Page:Duliani - La ville sans femmes, 1945.djvu/207

Cette page a été validée par deux contributeurs.


Eh bien, oui ! Il faut appeler les choses par leur nom. Dans cette petite ville où, compte tenu de la situation générale, nous sommes bien nourris, bien traités, bien soignés, un seul « détail » suffit à rendre l’existence presque insupportable. Cette ville est « la ville sans femmes » !

Là réside le drame. Pas ailleurs.

Pas pour moi seulement. Pas exclusivement pour ceux qui sont ici, dans le camp. Mais également pour tous les habitants de tous les autres camps d’internés éparpillés dans le monde.

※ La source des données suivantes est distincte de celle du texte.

PR #659, opened 2026-06-02
[TTS] Add OpenAI-compatible speech API

Ratish1:
## Motivation

Part of #601.

This adds the OpenAI-compatible `/v1/audio/speech` API surface for TTS serving. The change is scoped to speech synthesis request parsing, HTTP/SSE response handling, request lowering, model-facing streaming controls, and documentation. Uploaded voice lifecycle, batch speech, and WebSocket speech APIs are left to the follow-up API branches.

## Architecture

```mermaid
flowchart LR
    C[Client] --> A[POST /v1/audio/speech]
    A --> V[CreateSpeechRequest validation]
    V --> S[SpeechService]
    S --> G[GenerateRequest]
    G --> P[Pipeline client]
    P --> M[TTS model stages]
    M --> R[Audio response]
    R --> C
```

`SpeechService` owns OpenAI-compatible request validation and converts speech requests into the existing `GenerateRequest` path. Non-streaming requests return encoded audio in the requested response format. Streaming speech is constrained to PCM and uses SSE chunks so the API can expose incremental audio without changing the pipeline client contract.

## Modifications

- Added `CreateSpeechRequest` fields for the speech API, including TTS text, voice alias, response format, reference audio/text, generation parameters, and streaming controls.
- Added `SpeechService` as the validation and lowering layer for `/v1/audio/speech`. It normalizes response formats, task type, language, local/data/HTTP media references, and OpenAI-style validation errors before building `GenerateRequest`.
- Added `/v1/audio/speech` handling in the OpenAI-compatible server for non-streaming audio responses and SSE streaming responses.
- Added audio encoding support for the speech response formats used by the API path.
- Wired `initial_codec_chunk_frames` from the speech API into `GenerateRequest.extra_params`, Higgs stream metadata, and the Higgs streaming vocoder so the first streamed audio chunk can be controlled by the request instead of being only documented metadata.
- Added `--allowed-local-media-path` plumbing so `file://` reference audio can be enabled explicitly by deployments instead of being accepted globally.
- Updated TTS user and developer docs for the speech endpoint, request parameters, local media allowlisting, and model integration expectations.
- Added targeted API/protocol tests for request validation, error responses, streaming format enforcement, reference validation, and request lowering.

## Accuracy Tests

- `.venv/bin/python -m pytest tests/unit_test/serve/test_speech_protocol.py tests/unit_test/serve/test_openai_api.py -q`
  - Result: `39 passed`.
- Higgs non-streaming speech curl:
  - `curl -X POST http://127.0.0.1:8000/v1/audio/speech -H "Content-Type: application/json" -d '{"input":"Hello from SGLang Omni.","response_format":"wav"}' --output speech.wav`
  - Result: request completed successfully, downloaded ~108 KiB, and the output audio was confirmed working.
- Higgs SSE streaming speech curl:
  - `curl -N -X POST http://127.0.0.1:8000/v1/audio/speech -H "Content-Type: application/json" -d '{"input":"Hello from SGLang Omni streaming.","stream":true,"response_format":"pcm"}'`
  - Result: streamed `audio.speech.chunk` events with `format="pcm"`, `mime_type="audio/pcm"`, `sample_rate=24000`, terminal usage metadata (`prompt_tokens=11`, `completion_tokens=73`, `total_tokens=84`, `engine_time_s=0.369473`), and `data: [DONE]`.
- Higgs local file reference curl with `--allowed-local-media-path`:
  - `POST /v1/audio/speech` using `file://$PWD/docs/_static/audio/gaokao-listening.wav` as `ref_audio`.
  - Result: returned `200 OK` and produced `speech_file_ref.wav` (~140 KiB).

## Checklist


sglang_omni/serve/openai_api.py
```diff
@@ -612,6 +666,82 @@ async def _speech_stream(
...
+    while True:
+        try:
+            disconnected = await asyncio.wait_for(
+                request.is_disconnected(),
+                timeout=HTTP_DISCONNECT_POLL_INTERVAL_S,
+            )
+        except asyncio.TimeoutError:
+            disconnected = False
+        if disconnected:
+            return
```
JingwenGu0829: Do you think we should add a real sleep/yield in this loop when `is_disconnected()` returns `False`? In the current code, an immediately-returning `False` can make this task spin continuously, and then `_await_speech_response()` never returns even after `client.speech()` has completed.  A small fix would be to sleep for `HTTP_DISCONNECT_POLL_INTERVAL_S` on the false path, or otherwise make the disconnect watcher block/yield between polls.

sglang_omni/serve/speech_service.py
```diff
@@ -0,0 +1,430 @@
...
+                for reference in request.references
+            )
+        if request.ref_audio is not None:
+            ref: dict[str, Any] = {"audio_path": request.ref_audio}
+            if request.ref_text is not None:
+                ref["text"] = request.ref_text
+            references.append(ref)
+        if references:
+            prompt = {"text": request.input, "references": references}
+
```
JingwenGu0829: [Codex_detected] Could we keep `data:` reference audio in a representation the model loaders can decode? Right now the service accepts a base64 data URL, but then lowers top-level `ref_audio` into `{"audio_path": <data-url>}`. Higgs later treats that as a URL string and hands it to the HTTP client, which rejects `data:` URLs. I would suggest converting data URLs into the existing dict/base64 shape, or updating the Higgs loader to handle `data:` through the media connector, plus a small regression test for a data URL reference.

JingwenGu0829 (commented):
Two small things that might be worthy to fix.

sglang_omni/serve/speech_service.py
```diff
@@ -0,0 +1,430 @@
...
+                if not isinstance(payload[field_name], bool):
+                    raise bad_request(
+                        f"{field_name} must be a boolean", param=field_name
+                    )
+
+    def _normalize_speech_reference(
+        self, reference: SpeechReference
+    ) -> SpeechReference:
+        updates: dict[str, Any] = {}
+        for field_name in ("audio_path", "ref_audio", "audio"):
```
JiaxinD: **`SpeechReference` alias fields `ref_audio`/`audio` are validated but silently dropped for S2-Pro/Higgs.**

`_normalize_speech_reference` normalizes whichever of `audio_path`/`ref_audio`/`audio` is set but writes the value back under the **same key**, and `build_generate_request` then emits each reference via `reference.model_dump(exclude_none=True)`. So a reference sent as `{"ref_audio": "..."}` or `{"audio": "..."}` reaches the pipeline under that key, but the backends diverge:

* `fishaudio_s2_pro/stages.py` reads only `ref_data.get("audio_path")`, producing an empty `Reference`.
* `higgs_tts/stages.py` sets `reference_audio` only from `bytes`/`base64`/`data` or `audio_path`/`path`, so it stays `None`.

Net effect: a request using the newly added per-reference aliases is accepted and validated, then silently drops the reference for S2-Pro/Higgs, and voice cloning falls back to zero-shot with **no error**. (The top-level `ref_audio` field is fine; it is canonicalized to `audio_path`. Only the `SpeechReference` aliases are affected.)

Suggest canonicalizing into `audio_path` during normalization so every backend sees one key:

```python
def _normalize_speech_reference(self, reference: SpeechReference) -> SpeechReference:
    canonical = reference.audio_path or reference.ref_audio or reference.audio
    updates: dict[str, Any] = {"ref_audio": None, "audio": None}
    if isinstance(canonical, str):
        updates["audio_path"] = self._normalize_media_reference(canonical, param="references.audio_path")
    return reference.model_copy(update=updates)
```

sglang_omni/serve/speech_service.py
```diff
@@ -0,0 +1,430 @@
...
+            value = getattr(reference, field_name)
+            if isinstance(value, str):
+                updates[field_name] = self._normalize_media_reference(
+                    value, param=f"references.{field_name}"
+                )
+        return reference.model_copy(update=updates)
+
+    def _normalize_media_reference(self, value: str, *, param: str) -> str:
+        url = urlparse(value)
+        if url.scheme in {"http", "https"}:
```
JiaxinD: **SSRF: http(s) `ref_audio` URLs are fetched server-side with no host/domain allowlist.** (This is pre-existing, since `references` already accepted URLs, but this PR is the one hardening media references, so I am flagging it here.)

`_normalize_media_reference` passes any http/https URL straight through with no validation. Downstream, `higgs_tts/utils.py::load_audio_to_24k` issues `global_http_connection.get_sync_client().get(src)`, and the shared sync client is built with `follow_redirects=True`. The existing `allowed_media_domains` guard (`MultiModalResourceConnector._assert_url_allowed`) is **never applied** on this path. (`fishaudio_s2_pro/stages.py` likewise feeds the URL into `torchaudio.load`, which can fetch via the ffmpeg backend.)

A client can thus make the server GET internal/metadata endpoints, e.g. `ref_audio="http://169.254.169.254/latest/meta-data/..."`, `http://localhost:8000/`, `http://10.0.0.5:6379/`. The decoder usually fails to parse the response, but the request is still sent: blind SSRF (internal port scan, service trigger, timing oracle), and `follow_redirects=True` lets a public URL 302-pivot into the internal network. The PR hardens `file://` but leaves http(s) open.

Suggested fix: an opt-in `--allowed-media-domains` mirroring `--allowed-local-media-path`, rejecting refs whose host is not allowlisted (and resolves to a non-private/non-link-local IP). At minimum route TTS reference fetching through `MultiModalResourceConnector` so the existing domain check applies, and disable redirects (or re-validate the host after each redirect).

sglang_omni/serve/speech_service.py
```diff
@@ -0,0 +1,430 @@
...
+        return self.prepare_request(request)
+
+    def prepare_request(self, request: CreateSpeechRequest) -> CreateSpeechRequest:
+        """Validate and normalize a request that was already parsed."""
+
+        updates: dict[str, Any] = {}
+
+        input_text = request.input
+        if not isinstance(input_text, str) or not input_text.strip():
+            raise bad_request("input must be a non-empty string", param="input")
```
JiaxinD, line 107: **No size/length limits on `input` or reference audio (DoS / memory exhaustion).**

`prepare_request` only rejects an empty `input` (`CreateSpeechRequest.input` is a bare `str` with no `max_length`), and reference-audio fetching buffers and decodes the entire payload before any size check:

* Sync fetch (`models/higgs_tts/utils.py`): `io.load_bytes(response.content)` buffers and decodes the whole body, with no byte cap and no per-call timeout.
* Async fetch (`preprocessing/resource_connector.py`): `data = response.content` is fully buffered; the `len(data) > 1MB` branches only `logger.debug(...)`.
* The `file://` and `data:` loaders validate path/scheme but never check `st_size` / payload size before decoding.

So a multi-GB remote URL, a giant allowed `file://`, or a huge `data:` URL is fully fetched and decoded into memory before the higgs-specific `_MAX_REF_AUDIO_SEC=100` cap (which only bounds the retained waveform) can fire. Combined with the SSRF surface, an attacker can also point the server at a slow/large endpoint to tie up the fetch thread pool.

Suggested fix: add a configurable `max_length` to `input` (OpenAI caps at 4096 chars with a 400 `string_above_max_length`); cap reference-audio bytes by streaming and aborting past a threshold (e.g. `httpx` `client.stream(...)` plus a running size check) instead of reading `response.content` unconditionally; apply the same cap to `data:` and to `file://` via `st_size`.

sglang_omni/serve/openai_api.py
```diff
@@ -612,6 +666,82 @@ async def _speech_stream(
...
+
+
+async def _prepend_speech_stream_event(
```
JiaxinD: **SSE prefetch wrapper leaks the coordinator stream queue/future on client disconnect.**

The streaming path prefetches `first_event = await anext(speech_events)` (which admits the request and registers `_stream_queues[request_id]` plus `_completion_futures[request_id]`), then hands `_prepend_speech_stream_event(first_event, speech_events)` to `StreamingResponse`. This wrapper drives the inner generator via a bare `async for` with no `try/finally`.

When Starlette calls `.aclose()` on the wrapper after a client disconnect, `GeneratorExit` unwinds the wrapper frame **without** closing the `speech_events` iterator the `async for` was consuming (an `async for` does not `aclose()` its iterator on `GeneratorExit`). So `Coordinator.stream`'s `finally`, the only place that pops `_stream_queues`/`_completion_futures`, never runs deterministically, and `_handle_stream` keeps decoding and pushing audio into the orphaned **unbounded** `asyncio.Queue` for a gone client until GC collects it. The chat path is unaffected because it passes `_chat_stream` directly to `StreamingResponse`.

Fix: make the wrapper deterministically close the inner generator.

```python
async def _prepend_speech_stream_event(first_event, stream):
    try:
        yield first_event
        async for event in stream:
            yield event
    finally:
        await stream.aclose()   # idempotent; safe on normal exhaustion too
```

Same idea for the `anext()` prefetch error branch in `create_speech`: call `await speech_events.aclose()` before returning the error response, so cleanup is deterministic if the first chunk raises.

JiaxinD (commented):
Reviewed the speech-service refactor, SSE streaming, and `file://` allowlisting. Overall solid: clean service/error split, thorough validation, good tests, and the `file://` allowlist (`resolve()` plus `relative_to()`, with a symlink-escape test) looks correct. Higher-impact items are inline; the rest are below.

### High, but the affected file is not in this PR's diff
**Doc-integration tests will 400 under the new `stream => pcm` rule.** `prepare_request` raises `bad_request("stream=true requires response_format='pcm'")` before any SSE is emitted, but the existing `tests/docs/s2pro/test_docs_tts_s2pro.py` is not updated:

* `test_voice_cloning_streaming` posts `{"stream": True}` (defaults to `wav`), so `response.raise_for_status()` fails on 400.
* `test_voice_cloning_streaming_wav_reassembly` posts `{"stream": True, "response_format": "wav"}`, so it fails on 400; it also still decodes each SSE chunk as WAV, but the emitted format is now PCM.

These run in the docs/nightly lane, so unit CI stays green, but the docs suite regresses. Please update both to send `"response_format": "pcm"` and reassemble raw `base64.b64decode(...)` chunks (`setnchannels(1)/setsampwidth(2)/setframerate(24000)`), mirroring the updated `tts.md`. A negative test asserting `stream=true` plus `wav` returns 400 would lock in the contract.

### Low
* **Encoder check ordering** (`prepare_request`): `_validate_encoder_dependency` runs before the stream/format check, so `stream=true` plus `mp3` on a host without pydub returns 500 instead of the more accurate 400. Move the stream guard above the encoder check.
* **Error-envelope `type`/`code` are non-conforming** (`speech_errors.py`): `type` is `"BadRequestError"`/`"InternalServerError"` (the SDK exception class names) rather than OpenAI's category strings `invalid_request_error`/`server_error`, and `code` is the HTTP status integer rather than a string slug or `null`. This will not break the OpenAI SDK (it keys on HTTP status), but a consumer branching on the documented taxonomy silently misses. Suggest `error_type="invalid_request_error"`/`"server_error"` and `code=None`.
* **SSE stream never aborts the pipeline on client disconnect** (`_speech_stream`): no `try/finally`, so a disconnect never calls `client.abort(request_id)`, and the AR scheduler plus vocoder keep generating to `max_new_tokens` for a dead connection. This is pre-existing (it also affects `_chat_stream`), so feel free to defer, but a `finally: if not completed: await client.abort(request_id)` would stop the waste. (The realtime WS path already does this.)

C’est à vous que je pense en écrivant ces lignes, à vous tous en captivité dans les pays alliés ou dans les pays ennemis, en France ou en Belgique, en Allemagne ou en Italie, en Russie ou au Japon. Vous tous, soldats, marins, aviateurs, civils, relégués dans des enclos entourés de sentinelles et de fils de fer barbelé, pour des raisons militaires, politiques, religieuses ou d’ordre public, jetés, volontairement ou non, coupables ou innocents, dans la mêlée de la guerre… vous tous qui souffrez dans votre chair vivante du même mal, et endurez la même peine.

Chaque groupe de personnes qui vivent ensemble possède une sorte d’esprit collectif lui appartenant en propre.